Selon les analystes, l’accroissement démographique urbain et l’absence d’aménagement du territoire proprement dit sont les principaux responsables.

« La population migre vers les villes pour trouver du travail. Cela ajoute une pression supplémentaire sur des infrastructures déjà surchargées, notamment dans les zones résidentielles, et le gouvernement est pris au dépourvu et semble impuissant », a dit à IRIN Collins Asweto, expert en santé publique de l’université des Grands Lacs.

La plupart des bidonvilles sont illégaux. Ce qui, selon les experts, sert d’excuse au gouvernement pour ignorer le problème.

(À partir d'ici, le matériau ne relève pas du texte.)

PR #398, opened 2026-03-24
feat(ai): add `clientOutput` to tool definitions for server-side result filtering

imsherrill:
## Summary

- Add optional `clientOutput` transform to tool definitions that filters tool results before they reach the client
- The full result is always sent to the LLM (for reasoning), while only the filtered result is streamed to the browser
- Designed for tools that return sensitive data (PII, internal scores, credentials) that the model needs but the UI should not display
- Zero breaking changes — omitting `clientOutput` preserves existing behavior exactly

## Motivation

Many AI applications have tools that query databases, user records, or internal systems. These tools often return data the model needs for reasoning (e.g., a user's full profile with SSN, credit score, internal flags) but that should **never** leave the server and reach the client UI.

Today, tool results follow a single path: the same data goes to both the LLM and the client. The only workaround is middleware (`onChunk` or `onAfterToolCall`), which is per-chat-call configuration rather than a property of the tool itself. This means every call site that uses the tool must remember to add the right filtering logic.

`clientOutput` makes the filtering **declarative and co-located with the tool definition**, so it can't be forgotten:

```typescript
const userLookup = toolDefinition({
  name: 'lookup_user',
  description: 'Look up user details',
  outputSchema: z.object({
    id: z.string(),
    name: z.string(),
    ssn: z.string(),
    internalScore: z.number(),
  }),
  clientOutput: (result) => ({
    id: result.id,
    name: result.name,
    // ssn and internalScore never leave the server
  }),
}).server(async (args) => db.users.find(args.query))
```

## Changes

**Core (`@tanstack/ai`):**
- `clientOutput?: (result: any) => any` on `Tool` interface (`types.ts`)
- `clientOutput?: (result: InferSchemaType<TOutput>) => unknown` on `ToolDefinitionConfig` and `ClientTool` (strongly typed from `outputSchema`)
- `buildToolResultChunks()` in `TextEngine` splits results: filtered for `TOOL_CALL_END` chunk, full for `tool` role message
- `ToolCallManager.executeTools()` applies the same split for the standalone code path
- `clientOutput` propagates through `.server()` and `.client()` via config spread (no additional code needed)
- Errors bypass the filter (error results are never transformed)

**Tests:**
- 7 type-level tests (`client-output-types.test.ts`): parameter inference from `outputSchema`, `@ts-expect-error` on bad property access, propagation through `.server()`/`.client()`, `any` fallback without schema, optional by default
- 2 unit tests in `tool-definition.test.ts`: preserves `clientOutput` across definition/server/client, defaults to undefined
- 4 unit tests in `tool-call-manager.test.ts`: ToolCallManager filters `TOOL_CALL_END` but keeps full LLM result, `executeToolCalls` filtering, errors bypass filter, no filter when undefined

## Test plan

- [x] All 48 tests pass (13 new + 35 existing)
- [x] `tsc --noEmit` clean on core package
- [x] `tsc --noEmit` clean on `ts-react-chat` example (after build)
- [x] Full chat + middleware test suites pass (94 tests)
- [x] Manually verified in `ts-react-chat` example: browser receives filtered data, LLM receives full data and reasons over it correctly

## Summary by CodeRabbit

* **New Features**
  * Tools can now define an optional `clientOutput` transformation to filter tool results sent to clients, while preserving the full result for the AI model's consumption.

### DIFF
--- a/packages/typescript/ai/src/activities/chat/index.ts
+++ b/packages/typescript/ai/src/activities/chat/index.ts
@@ -1084,7 +1084,14 @@ class TextEngine<
     const chunks: Array<StreamChunk> = []
 
     for (const result of results) {
-      const content = JSON.stringify(result.result)
+      const fullContent = JSON.stringify(result.result)
+
+      // Apply clientOutput filter if the tool defines one
+      const tool = this.tools.find((t) => t.name === result.toolName)
+      const clientContent =
+        tool?.clientOutput && result.state !== 'output-error'
+          ? JSON.stringify(tool.clientOutput(result.result))
+          : fullContent
 
       chunks.push({
         type: 'TOOL_CALL_END',
@@ -1092,14 +1099,14 @@ class TextEngine<
         model: finishEvent.model,
         toolCallId: result.toolCallId,
         toolName: result.toolName,
-        result: content,
+        result: clientContent,
       })
 
       this.messages = [
         ...this.messages,
         {
           role: 'tool',
-          content,
+          content: fullContent,
           toolCallId: result.toolCallId,
         },
       ]
--- a/packages/typescript/ai/src/activities/chat/tools/tool-calls.ts
+++ b/packages/typescript/ai/src/activities/chat/tools/tool-calls.ts
@@ -162,6 +162,7 @@ export class ToolCallManager {
       const tool = this.tools.find((t) => t.name === toolCall.function.name)
 
       let toolResultContent: string
+      let clientResultContent: string | undefined
       if (tool?.execute) {
         try {
           // Parse arguments (normalize "null" to "{}" for empty tool_use blocks)
@@ -215,6 +216,13 @@ export class ToolCallManager {
 
           toolResultContent =
             typeof result === 'string' ? result : JSON.stringify(result)
+
+          // Apply clientOutput filter if the tool defines one
+          if (tool.clientOutput) {
+            const parsed =
+              typeof result === 'string' ? JSON.parse(result) : result
+            clientResultContent = JSON.stringify(tool.clientOutput(parsed))
+          }
         } catch (error: unknown) {
           // If tool execution fails, add error message
           const message =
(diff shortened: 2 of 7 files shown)


AlemTuzlak:
This can be achieved by middleware I believe

imsherrill:
> This can be achieved by middleware I believe

Agreed, 

This was a while ago but at the time I was thinking we would want it to be coupled on the tool definition in case you want to use the tool in multiple agents?

Philosophical question I guess

imsherrill:
@AlemTuzlak 

I just remembered my thinking here: if the logic lived on the tool, we could reuse it when rehydrating the client UI from persisted state. I still think the library is missing a way to rehydrate UI with the same rules as the streamed chat path, without requiring the chat stream itself (e.g. after a page reload). This was an experiment in that direction, since the rehydration path could reuse the tool definition’s clientOutput function and stay consistent with the streaming path.

tombeckenham:
@imsherrill 

I've had a look at this. It definately got me thinking. Thank you for this.

I get what you're trying to do - a tool is returning sensitive data that you don't want repeated to the client. I can see why you'd want this control on the tool definition itself. The problem is... the LLM could do just about anything with that data. It also could be stored in logs, and so on. It the data really is sensitive, the tool should not be returning the data at all but some sort of reference to it. e.g. if you need a SSN, return some identifier, then when you needed to use that SSN (e.g. send to some other API), then call via a tool that understands your identifier. I don't see that adding a clientOutput is a safe way to achieve what you want.

Having said all that, if you're willing to let the LLM go wild with sensitive data, would the chat stream that is processing that data be the same stream that is going back to the user? Perhaps you want to have something secondary which is observing the task then streaming something else back to the user. e.g. sending messages such as "processing application" etc

There's one interesting thing you might want explore, instead of a clientOutput field, I'm wondering if we could put middleware directly onto tool definitions? We don't support that yet, but if you'd like to work it through, and raise a PR, I'd be happy to look at it.

In the meantime, I'm going to close this. Main has moved a long way since this was raised. I'm sorry it took us so long to look at this.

« Les bidonvilles poussent sans aucune autorisation du gouvernement, qui affirme ne pas pouvoir fournir de services dans un lieu qui n’existe pas. Là est tout le paradoxe », a dit à IRIN Aggrey Nyange, maître de conférence en urbanisme à l’université de Nairobi.

Par ailleurs, d’éventuelles initiatives visant à offrir des services de première nécessité aux habitants des bidonvilles pourraient conduire à des démolitions ou des expulsions.

« Même dans les établissements informels actuels, des démolitions seront inévitables pour que ces services puissent être mis en place, car comment installer des conduites d’égout à Kibera autrement ? Il n’y a pas assez de place », a dit M. Nyange.

La surpopulation entrave l’accès aux bidonvilles, ont dit de hauts fonctionnaires à IRIN.

« Les camions de ramassage des ordures ne peuvent pas passer dans la plupart de ces bidonvilles, car les allées sont trop étroites. Certaines personnes ont en outre construit leur maison sur des conduites d’égout, ce qui empêche pratiquement de faire quoi que ce soit lorsque ces canalisations sont bouchées », a dit Patrick Odongo, responsable de l’aménagement du territoire de la municipalité de Nairobi.

Un changement radical est nécessaire pour que le Kenya atteigne son objectif de diviser par deux le nombre de personnes sans accès à des installations sanitaires d’ici 2015.

« Transformer les bidonvilles kenyans nécessite une réelle volonté politique. Pour commencer, le gouvernement doit contraindre les propriétaires à construire des installations sanitaires dans les bidonvilles avant qu’aucune cabane ne puisse y être installée, » a dit M. Nyange.